Dewan Perwakilan Rakyat (DPR) Republik Indonesia telah mengesahkan sejumlah perubahan substansial dalam Revisi Undang-Undang (RUU) Nomor 34 Tahun 2004 tentang Tentara Nasional Indonesia (TNI). Perubahan ini, yang meliputi penyesuaian kedudukan TNI dan perluasan peran prajurit, diharapkan mampu meningkatkan sinergi dan efisiensi administrasi pertahanan negara. Salah satu perubahan signifikan terdapat pada Pasal 3 ayat (2) yang mengatur kebijakan dan strategi pertahanan. Wakil Ketua DPR RI, Sufmi Dasco Ahmad, menjelaskan bahwa penambahan frasa “yang berkaitan dengan aspek perencanaan strategis” pada pasal tersebut bertujuan untuk memperjelas koordinasi antara TNI dan Kementerian Pertahanan.

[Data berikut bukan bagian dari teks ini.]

PR #4529, opened 2021-08-20
Add FFX FSR as a dynamic resolution setting

pixelflinger:


filament/backend/src/opengl/OpenGLProgram.cpp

Dasco menekankan bahwa perubahan ini tidak mengubah kedudukan TNI yang tetap berada di bawah komando Presiden. Ayat (1) Pasal 3 yang mengatur pengerahan dan penggunaan kekuatan militer tetap berlaku sebagaimana mestinya. Lebih lanjut, Dasco menjelaskan bahwa penyesuaian nomenklatur dari Departemen Pertahanan menjadi Kementerian Pertahanan merupakan bagian dari upaya untuk menyelaraskan administrasi dan memastikan sinergitas antar lembaga. Perubahan ini, menurutnya, akan menciptakan sistem pertahanan yang lebih rapi dan efisien.

Selain perubahan pada Pasal 3, revisi UU TNI juga mencakup sejumlah poin penting lainnya. Revisi ini antara lain mengatur tentang penambahan masa dinas bagi prajurit TNI. Usulan penambahan masa dinas hingga 58 tahun bagi bintara dan tamtama, serta hingga 60 tahun bagi perwira, mendapat persetujuan. Untuk prajurit yang menduduki jabatan fungsional, terdapat kemungkinan perpanjangan masa dinas hingga usia 65 tahun. Kebijakan ini bertujuan untuk memanfaatkan keahlian dan pengalaman para prajurit senior.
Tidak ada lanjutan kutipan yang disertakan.